Discussion: "We postulate that the diagnosing urologist plays an important role in treatment selection because he or she is the first to convey the diagnosis to the patient and discuss disease severity and management options."
(JAMA Intern Med. Published online July 14, 2014. doi:10.1001/jamainternmed.2014.3021. Available pre-embargo to the media at http://media.
Editor's Note: Authors made conflict of interest disclosures. This study was supported by grants from the Cancer Prevention and Research Institute of Texas and other sources. Please see the article for additional information, including other authors, author contributions and affiliations, financial disclosures, funding and support, etc.
Primary ADT Not Associated with Improved Survival for Men with Localized Prostate Cancer
Bottom Line: The hormone treatment primary androgen-deprivation therapy (ADT) was not associated with improved survival (overall or disease-specific) in men with localized prostate cancer.
Author: Grace L. Lu-Yao, M.P.H., Ph.D., of the Rutgers Cancer Institute of New Jersey and Robert Wood Johnson Medical School, New Brunswick, N.J., and colleagues.
Background: There has been no data to support the use of ADT for early-stage prostate cancer, yet it has been widely used as a primary therapy for localized disease, especially among older men. Because the cancers of most patients treated with ADT will become resistant to treatment within a few years and because there are adverse effects associated with ADT, the timing of ADT is crucial.
How the Study Was Conducted: The authors used data from the Surveillance, Epidemiology and End Results (SEER) Program to assess whether ADT had an impact on long-term survival in various geographic areas around the U.S. The study included 66,717 Medicare patients ages 66 years or older diagnosed from 1992 through 2009 who received no definitive local therapy (surgery or radiation) within 180 days of diagnosis.

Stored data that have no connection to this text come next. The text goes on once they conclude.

PR #4483, opened 2018-03-02
chore(package): update stylelint-config-standard to version 18.2.0

tofumatt:
Closes #3976.
Closes #4684.


tofumatt:
The main issue here is `no-descending-specificity`. It's an interesting notion but right now I'd be happy to ignore it as it gets in the way a fair bit and the fixes/error messages don't seem very intuitive. Plus we tend to avoid most specificity/nesting bugs with our mostly-unnested, class-based selectors.

.stylelintrc
```diff
@@ -32,6 +32,7 @@
     "max-nesting-depth": [3, {
       "ignore": ["blockless-at-rules"],
     }],
+    "no-descending-specificity": null,
```
tofumatt: I ignored this because it's a tough one to solve and seems a bit unaware of our rules anyway. Getting certain files to pass didn't buy us much and our rules about not nesting/targeting elements directly means we don't actually get bit by the ramifications of *not* following this rule much anyway.

I think it's safe to ignore.

tofumatt:
I think this is fine but just want a review to make sure we're cool ignoring that new stylelint rule.

.stylelintrc
muffinresearch: As an aside, the output of this rule seems to show some pretty heavily specified selectors. I wonder if this indicates some problems we're getting via nesting?

I think the rule seems ok in the sense that it's trying to ensure a stylesheet is easier to grok. Whilst we are quite reliant on specificity it would be nice to clean up these cases at some time so if we side-step this now we could add a bug for a follow-up patch to fix it.

They sum up the rule's rationale quite well [here](https://stylelint.io/user-guide/rules/no-descending-specificity/):

>The clashes of these two mechanisms for prioritization, source order and specificity, can cause some confusion when reading stylesheets. If a selector with higher specificity comes before the selector it overrides, we have to think harder to understand it, because it violates the source order expectation. Stylesheets are most legible when overriding selectors always come after the selectors they override. That way both mechanisms, source order and specificity, work together nicely.

tofumatt: It makes a lot of sense, but it flagged what I considered a lot of false positives in our stylehsheets. I'd fix one issue and another would pop up. Maybe it couldn't make sense of our selectors... or maybe fixing that particular issue is just hairy enough that it needs to be its own code quality issue because it'd be a huge patch.

Even if we want to implement it (fine with me) I'd say making it its own issue would be a better move than blocking the upgrade.

bobsilverberg: It does sound like that's the way we need to go at this point. Just so I can understand, is `no-descending-specificity` a new rule that has been added with a recent release, or has the default value of that rule changed, or has the behaviour of that rule changed?

tofumatt: I think it's a new rule. I'm not sure though, the changelog would have it I think.

PR #4493, opened 2018-03-03
Fixes 4253: added hyphen when word breaks

### LINKED ISSUE #4253: Words are not wrapped correctly in add-on details page - statistics section
Prerequisites: Locale set to German. Italian, Spanish

STR:

1. Go to AMO homepage in responsive design mode (~750 - 1000 width) 
2. Select an Add-on to view its listing page (i.e. https://addons-dev.allizom.org/de/firefox/addon/awesome-screenshot-plus-/)
3. Observe the statistics section in the right corner

Expected result:
There are no layout issues

 Actual result:
 Text is not wrapped correctly

Notes:
- reproduces on AMO dev with FF58, Win10 and Android 7.0

image

tsl143:
Fixes #4253 

This puts hyphen at every word break, to make more sense with i18N.

Before:
screen shot 2018-03-03 at 9 51 42 pm

After:
screen shot 2018-03-03 at 9 49 50 pm

### DIFF
--- a/src/ui/components/MetadataCard/styles.scss
+++ b/src/ui/components/MetadataCard/styles.scss
@@ -19,6 +19,7 @@
   @include text-align-start();
 
   flex: 1;
+  hyphens: auto;
   margin: 12px;
   max-width: 25%;
 


tsl143:
This is iterated in #4495 , if we merge #4495, this can be closed without merge.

Results: After a median follow-up of 110 months, primary ADT was not associated with improved 15-year overall or prostate cancer-specific survival after a diagnosis of low-risk prostate cancer. The 15-year overall survival was 20 percent in areas with high primary ADT use vs. 20.8 percent in areas of low primary ADT use among patients with moderately differentiated cancer. The 15-year prostate cancer survival was 90.6 percent in both high- and low-use areas. Among patients with poorly differentiated cancers, the 15-year cancer-specific survival was 78.6 percent in high-use areas vs. 78.5 percent in low-use areas; and the 15-year overall survival was 8.6 percent in high-use areas vs. 9.2 percent in low-use areas.
Discussion: "Health care providers and their older patients should carefully weigh our findings against the considerable adverse effects and costs associated with primary ADT before initiating this therapy in men with clinically localized prostate cancer."
(JAMA Intern Med. Published online July 14, 2014. doi:10.1001/jamainternmed.2014.3028. Available pre-embargo to the media at http://media.
Editor's Note: Authors made conflict of interest disclosures. This study was supported by grants from the National Cancer Institute and the Cancer Institute of New Jersey. Please see the article for additional information, including other authors, author contributions and affiliations, financial disclosures, funding and support, etc.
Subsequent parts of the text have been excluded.